Declarative Translation¶
Translation is one of the most common tasks in language processing. Analysis often sumarizes the parsed input, and walkers are good for that. In translation, the output can often be as verbose as the input, so a systematic approach that avoids bookkeeping as much as possible is convenient.
竜 TatSu provides support for template-based code generation (“translation”, see below)
in the tatsu.codegen
module.
Code generation works by defining a translation class for each class in the model specified by the grammar.
Nowadays the preferred code generation strategy is to walk down the AST and print() the desired output,
with the help of the NodWalker
class, and the IndentPrintMixin
mixin. That’s the strategy used
by pegen, the precursor to the new PEG parser in Python. Please take a lookt at the
mini-tutorial for an example.
Basically, the code generation strategy changed from declarative with library support, to procedural,
breadth or depth first, using only standard Python. The procedural code must know the AST structure
to navigate it, although other strategies are available with PreOrderWalker
, DepthFirstWalker
,
and ContextWalker
.
deprecated
竜 TatSu doesn’t impose a way to create translators with it, but it exposes the facilities it uses to generate the Python source code for parsers.
Translation in 竜 TatSu was template-based, but instead of defining or
using a complex templating engine (yet another language), it relies on
the simple but powerful string.Formatter
of the Python standard
library. The templates are simple strings that, in 竜 TatSu’s style,
are inlined with the code.
To generate a parser, 竜 TatSu constructs an object model of the parsed
grammar. A tatsu.codegen.CodeGenerator
instance matches model
objects to classes that descend from tatsu.codegen.ModelRenderer
and
implement the translation and rendering using string templates.
Templates are left-trimmed on whitespace, like Python doc-comments
are. This is an example taken from 竜 TatSu’s source code:
class Lookahead(ModelRenderer):
template = '''\
with self._if():
{exp:1::}\
'''
Every attribute of the object that doesn’t start with an underscore
(_
) may be used as a template field, and fields can be added or
modified by overriding the render_fields(fields)
method. Fields
themselves are lazily rendered before being expanded by the template,
so a field may be an instance of a ModelRenderer
descendant.
The rendering
module defines a Formatter
enhanced to support the
rendering of items in an iterable one by one. The syntax to achieve
that is:
'''
{fieldname:ind:sep:fmt}
'''
All of ind
, sep
, and fmt
are optional, but the three
colons are not. A field specified that way will be rendered using:
indent(sep.join(fmt % render(v) for v in value), ind)

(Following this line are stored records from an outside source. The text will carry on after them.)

PR #6329, opened 2022-10-17
fix(autofix): Abort on failure to replace metavar anywhere in string literal

nmote:
This is an extension of #6242. What I didn't realize when I wrote that was that textual autofix allows a metavariable to appear anywhere within a string literal. This makes sense, since the implementation can't distinguish between the inside of a string literal and anything else.

Now, after performing metavariable replacement, we search string literals for any instance of metavariables, and we abort if we find one. Previously, we only aborted if the string literal's contents was, exactly, the string literal in question.

Test plan: The test plan of #6242, then repeated with the fix changed to `bar("x$Xy")`

Also repeat the test with the pattern `foo("$X", "$Y")`, the target `foo("asdf", "bar")`, and the fix `bar("$Y", "$X")` to test that the regular expression is joined properly.

PR checklist:

### DIFF
--- a/semgrep-core/src/fixing/Autofix_metavar_replacement.ml
+++ b/semgrep-core/src/fixing/Autofix_metavar_replacement.ml
@@ -107,6 +107,20 @@ let replace metavar_tbl pattern_ast =
  * *)
 let find_remaining_metavars metavar_tbl ast =
   let seen_metavars = ref [] in
+  let str_metavars_regexp =
+    lazy
+      ((* List of metavars that were bound in this match, quoted so that they
+        * can be used safely in a regex *)
+       let quoted_metavars =
+         Hashtbl.to_seq_keys metavar_tbl |> Seq.map Str.quote |> List.of_seq
+       in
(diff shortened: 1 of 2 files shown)


semgrep-core/src/fixing/Autofix_metavar_replacement.ml
```diff
@@ -107,6 +107,19 @@ let replace metavar_tbl pattern_ast =
  * *)
 let find_remaining_metavars metavar_tbl ast =
   let seen_metavars = ref [] in
+  let str_metavars_regexp =
+    lazy
+      ((* List of metavars, quoted so that they can be used safely in a regex *)
```
emjin: Maybe clarify that this is a list of the metavars seen in the original code

emjin (approved):
Nice! There might be some other cases we're not covering (maybe import definitions? Regexes?). I don't have an example in mind, though, so I'm happy to handle them when they come up

nmote:
Could be! Let me know if you think of any. We don't have very good test coverage on autofix...

Issue #6247, opened 2022-10-05
Semgrep tries to parse .elm files even though it doesn't support Elm


ievans:
Split out from https://github.com/returntocorp/semgrep/issues/6199

> Having said that, we have a small portion of our codebase in Elm. When we run checks (e.g. semgrep scan --config auto ...) it, as expected, fails to parse the elm files with an error like: [ERROR] Fatal error at line myfile.elm:1: (Failure "not a program").

> The problem is that the exit code from semgrep changes depending on whether there is a subset of scanned files fail to parse but there are no findings (exit code 3) or all files fail to parse (exit code 2) and there are no findings. Some of our tooling rely on the exit code to determine what to do next, and these different behaviours impact our workflow. Even without support for Elm, we'd like to run semgrep to check files for things like secrets, but the error when parsing the files is preventing that.

My understanding is the expected behavior is that if we don't support elm, we don't try to parse elm file.

r2c-demo:
This issue is synced in Linear at https://linear.app/r2c/issue/PA-1961/semgrep-tries-to-parse-elm-files-even-though-it-doesnt-support-elm. _Note_: this link is for r2c use only and is not accessible publicly.

aryx:
seems related to https://github.com/returntocorp/semgrep/issues/6167

aryx:
This should be fixed by #6335

Issue #6167, opened 2022-09-23
semgrep ci fatal error


JannesSmitskamp-sfy:
A fatal error is triggered when running `semgrep ci`. The error condition seems to be triggered only when run with multiple rulesets and a sufficiently large source tree.

Running `semgrep scan` separately on current and baseline-commit versions works fine.

Working setup: semgrep 0.111.1 on python 3.10.6
Error setup: semgrep 0.112.1 on python 3.10.7
Error setup: semgrep 0.114.0 on python 3.10.7 and python 3.10.6

Error log:
```
Running `semgrep ci` without API token but with configs ('p/r2c-security-audit', 'r/kotlin.lang.security', 'r/java.lang.security', 'r/java.spring.security', 'r/contrib.owasp.java', 'r/generic')
Scan environment:
  versions - semgrep 0.114.0 on python 3.10.7
  environment - running in environment git, triggering event is unknown
Fetching configuration from semgrep.dev
Semgrep rule registry URL is https://semgrep.dev/registry.
Scanning across multiple languages:
    <multilang> | 100 rules × 302 files
           java | 185 rules ×  76 files
           json |   2 rules ×  41 files
         kotlin |  19 rules ×  15 files
           yaml |   3 rules ×   7 files
     dockerfile |   4 rules ×   1 file 
  Current version has 175 findings.
Switching repository to baseline commit '6b23b8b37c49b6547689495f0fdc017721f03fff'.
  Will report findings introduced by these commits:
    * [REDACTED COMMITD INFO]
Scanning across multiple languages:
    <multilang> |  3 rules × 13 files
           java | 10 rules × 10 files
[ERROR] Fatal error at line src/serviceTest/resources/test-local.properties:1:
 (Failure "not a program")
====[ BEGIN error trace ]====
(Failure "not a program")
Raised at Stdlib.failwith in file "stdlib.ml", line 29, characters 17-33
Called from Parse_tree_sitter_helpers.wrap_parser in file "src/parsing/tree_sitter/Parse_tree_sitter_helpers.ml", line 158, characters 13-29
Called from Parse_target.run_parser in file "src/parsing/Parse_target.ml", line 116, characters 18-24
Re-raised at Exception.reraise in file "src/pfff/commons/Exception.ml", line 20, characters 2-41
Called from Parse_target.parse_and_resolve_name in file "src/parsing/Parse_target.ml", line 396, characters 12-42
[...]

Issue #6249, opened 2022-10-05
Error while running on an Android project


twittemb:
**Describe the bug**

I have an issue while running Mobsfscan (which relies on semgrep) on an Android/Kotlin project with the following error.

Environment:

macOS Monterey
proc M1 Ultra
Python 3.8.9 (default, May 17 2022, 12:55:41) [Clang 13.1.6 (clang-1316.0.21.2.5)] on darwin
mobsfscan: v0.1.1

the stack trace seems to incriminate semgrep :-(

```
Exception in thread Thread-1:
Traceback (most recent call last):
  File "/Applications/Xcode.app/Contents/Developer/Library/Frameworks/Python3.framework/Versions/3.8/lib/python3.8/threading.py", line 932, in _bootstrap_inner
    self.run()
  File "/Applications/Xcode.app/Contents/Developer/Library/Frameworks/Python3.framework/Versions/3.8/lib/python3.8/threading.py", line 870, in run
    self._target(*self._args, **self._kwargs)
  File "/Users/xxx/Library/Python/3.8/lib/python/site-packages/libsast/common.py", line 45, in myrunner
    ret[0] = function(*args, **kwargs)
  File "/Users/xxx/Library/Python/3.8/lib/python/site-packages/libsast/core_sgrep/helpers.py", line 50, in invoke_semgrep
    ) = semgrep_main.main(
  File "/Users/xxx/Library/Python/3.8/lib/python/site-packages/semgrep/semgrep_main.py", line 363, in main
    rule_matches_by_rule, semgrep_errors, all_targets, profiling_data = run_rules(
  File "/Users/xxx/Library/Python/3.8/lib/python/site-packages/semgrep/semgrep_main.py", line 154, in run_rules
    ) = core_runner.invoke_semgrep(
  File "/Users/xxx/Library/Python/3.8/lib/python/site-packages/semgrep/core_runner.py", line 758, in invoke_semgrep
    ) = self._run_rules_direct_to_semgrep_core(
  File "/Users/xxx/Library/Python/3.8/lib/python/site-packages/semgrep/core_runner.py", line 703, in _run_rules_direct_to_semgrep_core
    returncode = runner.execute()
  File "/Users/xxx/Library/Python/3.8/lib/python/site-packages/semgrep/core_runner.py", line 283, in execute
    rc = asyncio.run(self._stream_subprocess())
[...]

PR #6335, opened 2022-10-18
change default of --scan-unknown-extensions to false!

aryx:
This is an important UX change.
This might close PA-1932, PA-1949, #6247, #6167

This has bitten us many times. In a pre-commit context,
pre-commit will pass an explicit list of files to semgrep
(the files modified in the PR), and this was causing semgrep
to try for example some Scala rules on some foo.h header files, which does not
make any sense.

This also happened in a semgrep ci context.

test plan:
```
(cli) [pad@thinkstation ~]$ cat targeting.yaml
rules:
- id: test
  patterns:
    - pattern: $FOO
  message: $FOO matched
  languages: [scala]
  severity: WARNING
(cli) [pad@thinkstation ~]$ cat /tmp/foo/foo.h
bla
bla
$XXX
foo ...

(cli) [pad@thinkstation ~]$ semgrep --config targeting.yaml /tmp/foo/foo.h
Nothing to scan.

Ran 1 rule on 0 files: 0 findings.
If Semgrep missed a finding, please send us feedback to let us know!
  $ semgrep shouldafound --help
```

This used to crash because of a parse error on $XXX, but it does not
make any sense to parse foo.h with a Scala parser ...

PR checklist:

### DIFF
--- a/changelog.d/pa-1932.changed
+++ b/changelog.d/pa-1932.changed
@@ -1,4 +1,4 @@
 The `--scan-unknown-extensions` option is now set to false by default.
 This means that from now on `--skip-unknown-extensions` is the default.
 This is an important change that prevents many errors when using
-semgrep in a pre-commit context or in CI.
+Semgrep in a pre-commit context or in CI.
--- a/changelog.d/pa-1932.changed
+++ b/changelog.d/pa-1932.changed
@@ -1,0 +1,4 @@
+The --scan-unknown-extensions option will be now set by default to false
+(which means --skip-unknown-extensions is now the default).
+This is an important change but this will avoid many errors when using
+semgrep in a pre-commit context or in CI.
--- a/changelog.d/pa-1932.changed
+++ b/changelog.d/pa-1932.changed
@@ -1,4 +1,4 @@
 The `--scan-unknown-extensions` option is now set to false by default.
 This means that from now on `--skip-unknown-extensions` is the default.
-This is an important change but this will avoid many errors when using
+This is an important change that prevents many errors when using
 semgrep in a pre-commit context or in CI.
--- a/changelog.d/pa-1932.changed
+++ b/changelog.d/pa-1932.changed
@@ -1,4 +1,4 @@
 The `--scan-unknown-extensions` option is now set to false by default.
-(which means --skip-unknown-extensions is now the default).
+This means that from now on `--skip-unknown-extensions` is the default.
 This is an important change but this will avoid many errors when using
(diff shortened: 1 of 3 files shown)


aryx:
This might also help #6249

changelog.d/pa-1932.changed
```diff
@@ -0,0 +1,4 @@
+The --scan-unknown-extensions option will be now set by default to false
```
adamkvitek:
```suggestion
The `--scan-unknown-extensions` option is now set to false by default.
```

changelog.d/pa-1932.changed
```diff
@@ -0,0 +1,4 @@
...
+(which means --skip-unknown-extensions is now the default).
```
adamkvitek:
```suggestion
This means that from now on `--skip-unknown-extensions` is the default.
```

changelog.d/pa-1932.changed
```diff
@@ -0,0 +1,4 @@
...
+This is an important change but this will avoid many errors when using
```
adamkvitek:
```suggestion
This is an important change that prevents many errors when using
```

changelog.d/pa-1932.changed
```diff
@@ -0,0 +1,4 @@
...
+semgrep in a pre-commit context or in CI.
```
adamkvitek:
```suggestion
Semgrep in a pre-commit context or in CI.
```

adamkvitek (commented):
@aryx I am leaving a few edits to the changelog, only small things. For some reason, I cannot make GitHub suggestions in this repository, so I am leaving them as comments.

aryx:
@adamkvitek I've added you with write access to this repo.

adamkvitek:
Thanks, @aryx. I changed my comments to the suggestions above, commit them at your convenience.

aryx:
Thx! committed.

aryx:
@adamkvitek this is a big change for the user, so we want to be loud about it when we make the next release (which should be today). It can break things.

emjin:
Did we also update `semgrep-docs`? I don't know if we had a note there before but if we didn't we should.

I also think we should include a warning if the user is only trying to scan one file and that file is skipped by `unknown-extension`. Or, we could make sure to include this in the "skipped files" output for a bit (`$NUM explicitly passed files were skipped due to unknown extension`). Even if we're loud, some people will likely miss the announcement.

aryx:
Good ideas!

The extended format can also be used with non-iterables, in which case the rendering will be:
indent(fmt % render(value), ind)
The default multiplier for ind
is 4
, but that can be overridden
using n*m
(for example 3*1
) in the format.
- note
Using a newline character (
\n
) as separator will interfere with left trimming and indentation of templates. To use a newline as separator, specify it as\\n
, and the renderer will understand the intention.